%%

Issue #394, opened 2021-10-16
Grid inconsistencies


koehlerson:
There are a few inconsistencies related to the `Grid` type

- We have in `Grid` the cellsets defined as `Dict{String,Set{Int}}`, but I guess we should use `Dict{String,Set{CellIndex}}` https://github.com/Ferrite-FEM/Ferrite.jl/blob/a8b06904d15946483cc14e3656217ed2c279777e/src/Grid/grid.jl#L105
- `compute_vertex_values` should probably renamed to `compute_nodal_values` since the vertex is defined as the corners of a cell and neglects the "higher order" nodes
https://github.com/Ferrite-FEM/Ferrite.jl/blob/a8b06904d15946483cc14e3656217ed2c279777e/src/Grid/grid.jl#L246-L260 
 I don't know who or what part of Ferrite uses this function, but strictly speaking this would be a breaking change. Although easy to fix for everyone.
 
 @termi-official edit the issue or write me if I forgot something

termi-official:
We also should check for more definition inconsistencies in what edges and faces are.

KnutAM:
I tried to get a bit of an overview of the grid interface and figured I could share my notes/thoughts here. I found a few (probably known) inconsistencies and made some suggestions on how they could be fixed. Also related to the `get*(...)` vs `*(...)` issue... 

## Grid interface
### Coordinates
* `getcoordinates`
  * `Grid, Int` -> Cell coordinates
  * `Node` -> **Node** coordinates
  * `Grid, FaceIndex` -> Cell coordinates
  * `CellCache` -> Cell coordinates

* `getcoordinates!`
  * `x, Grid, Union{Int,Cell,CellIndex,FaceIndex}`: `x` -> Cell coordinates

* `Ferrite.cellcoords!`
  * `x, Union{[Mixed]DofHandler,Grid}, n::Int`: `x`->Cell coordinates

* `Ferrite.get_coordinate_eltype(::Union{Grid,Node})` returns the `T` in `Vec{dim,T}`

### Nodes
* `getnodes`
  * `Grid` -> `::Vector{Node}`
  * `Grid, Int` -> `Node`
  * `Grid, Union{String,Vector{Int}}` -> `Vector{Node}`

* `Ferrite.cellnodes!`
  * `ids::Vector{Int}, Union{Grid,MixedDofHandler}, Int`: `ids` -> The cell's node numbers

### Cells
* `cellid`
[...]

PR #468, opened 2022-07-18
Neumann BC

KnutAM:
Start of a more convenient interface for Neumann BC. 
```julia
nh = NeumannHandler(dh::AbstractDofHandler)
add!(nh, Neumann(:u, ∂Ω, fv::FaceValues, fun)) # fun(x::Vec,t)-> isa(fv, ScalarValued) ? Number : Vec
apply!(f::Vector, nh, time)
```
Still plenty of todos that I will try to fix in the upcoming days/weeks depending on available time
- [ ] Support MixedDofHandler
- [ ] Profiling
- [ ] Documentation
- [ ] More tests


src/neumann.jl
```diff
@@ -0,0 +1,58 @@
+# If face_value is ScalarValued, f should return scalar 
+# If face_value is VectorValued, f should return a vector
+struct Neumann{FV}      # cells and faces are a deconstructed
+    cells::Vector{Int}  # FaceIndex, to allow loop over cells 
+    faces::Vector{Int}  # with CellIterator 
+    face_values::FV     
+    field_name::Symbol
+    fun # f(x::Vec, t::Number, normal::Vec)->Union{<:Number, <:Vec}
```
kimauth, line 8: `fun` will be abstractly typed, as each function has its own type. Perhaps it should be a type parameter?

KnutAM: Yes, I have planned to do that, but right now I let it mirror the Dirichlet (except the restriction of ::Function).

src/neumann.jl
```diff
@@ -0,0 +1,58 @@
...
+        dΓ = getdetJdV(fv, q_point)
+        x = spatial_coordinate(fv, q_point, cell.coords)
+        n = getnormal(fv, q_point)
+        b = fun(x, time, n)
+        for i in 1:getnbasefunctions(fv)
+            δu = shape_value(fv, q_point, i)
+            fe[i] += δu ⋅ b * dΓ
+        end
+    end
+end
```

%%

Task to complete. Look through the records and gather every line containing "that".

Task output.
Still plenty of todos that I will try to fix in the upcoming days/weeks depending on available time
KnutAM: Yes, I have planned to do that, but right now I let it mirror the Dirichlet (except the restriction of ::Function).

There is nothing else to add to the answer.